Missing at Random (MAR)
Data is considered MAR when missingness is related to observed variables but not the missing values.
For example
In a study of work-life balance, higher-income professionals are less likely to report their income. This tendency can be captured by their occupation type (which is observed), and once you account for occupation, the missingness is random.
Missing Not at Random (MNAR)
Data is MNAR when the probability of missingness is related to the unobserved values.
For example
Students with lower GPAs might be more likely to skip reporting their grades in the best graduate schools in Australia survey. This missingness directly relates to the missing value itself in the data sheet.
How to Do Pairwise Deletion in R Studio?
R Studio provides excellent built-in support for pairwise deletion across various statistical functions. You can follow the steps below to implement it effectively for your statistical analysis.
Create a sample dataset
student_data <- data.frame(
study_hours = c(15, 20, NA, 18, 22, 25, NA, 19),
assignment = c(78, NA, 85, 82, 90, 88, 84, NA),
attendance = c(92, 88, 95, NA, 90, 93, 87, 91),
final_exam = c(82, 85, 88, 80, 92, 89, 83, 87)
)
# calculate correlation matrix using pairwise deletion
cor_matrix <- cor(student_data, use = “pairwise.complete.obs”)
print(cor_matrix)
Advantages and Disadvantages of Pairwise Deletion
| Advantages of Pairwise Deletion | Disadvantages of Pairwise Deletion |
|---|---|
| Retains more data per analysis. | Varying sample size across analyses. |
| Higher statistical power. | Potentially biased if not MCAR. |
| Simple to apply for pairwise statistics. | Incorrect or inconsistent standard errors. |
| Useful in exploratory analysis. | Can produce non-positive-definite covariance matrices. |
| Preserves information from partially complete cases. | Not ideal for multivariate modelling. |
| Computationally cheap. | Harder to document and reproduce. |
When to Use Pairwise Deletion vs Listwise Deletion?
It is ideal to use pairwise deletion when you have large sample sizes, missing data are minimal, missingness is likely MCAR, and your primary analyses are pairwise correlations or covariances (e.g., state-wide student survey in Australia, where only a small proportion skipped a question).
However, it is not best to use pairwise deletion when you have modelling (multiple regression, logistic regression, factor analysis) with multiple covariates, and missingness might relate to key covariates’ outcomes (for example, low-income respondents are less likely to answer a work-hours question).

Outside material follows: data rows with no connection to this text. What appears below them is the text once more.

PR #206, opened 2022-10-19
Additional metrics logging across workloads - batch_size, num_examples, grad_norm, loss

sourabh2k15:


reference_algorithms/target_setting_algorithms/jax_submission_base.py
```diff
@@ -91,9 +90,9 @@ def update_params(workload: spec.Workload,
...
   else:
     grad_clip = None
-  new_optimizer_state, new_params, new_model_state = pmapped_train_step(
+  new_optimizer_state, new_params, new_model_state, loss, grad_norm = pmapped_train_step( # pylint: disable=line-too-long
       workload, opt_update_fn, model_state, optimizer_state,
       current_param_container, batch, per_device_rngs, grad_clip,
       label_smoothing)
 
-  return (new_optimizer_state, opt_update_fn), new_params, new_model_state
+  return (new_optimizer_state, opt_update_fn), new_params, new_model_state, loss.mean(), grad_norm.mean()  # pylint: disable=line-too-long
```
znado, line 98: the API for a submission's `update_params` function says we have to return `new_optimizer_state, new_params, new_model_state`, so we can't return these here.

but what we can do instead is replace this line's change with:
```python
      # Log training metrics - loss, grad_norm, batch_size.
      if global_step <= 100 or global_step % 500 == 0:
          workload.metrics_logger.append_scalar_metrics(
              {
                  'loss': loss,
                  'grad_norm': grad_norm,
              },
              global_step,
              preemption_count)
        logging.info('%d) loss = %0.3f, grad_norm = %0.3f',
                     global_step,
                     loss,
                     grad_norm)
      return (new_optimizer_state, opt_update_fn), new_params, new_model_state
```

and then undo the changes in submission_runner.py. This doesn't log `global_batch_size` but I think we can just add that to the json files we log at the beginning if we really need it.

znado (changes requested):

znado (approved):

Frequently Asked Questions
Pairwise deletion analyses all available data for each variable pair, excluding only cases missing those specific variables. Complete (listwise) deletion removes any case with missing values in any variable. Pairwise retains more data but produces inconsistent sample sizes, whereas listwise offers consistency but reduces usable data.
Pairwise tools (e.g., SPSS excludes cases pairwise) include all valid observations for each variable pair, optimising data usage. Listwise tools (e.g., SPSS default) drop any case with missing data entirely.
The Bonferroni correction adjusts significance levels to prevent false positives in multiple comparisons. It divides the overall alpha (e.g., 0.05) by the number of tests, producing a stricter threshold.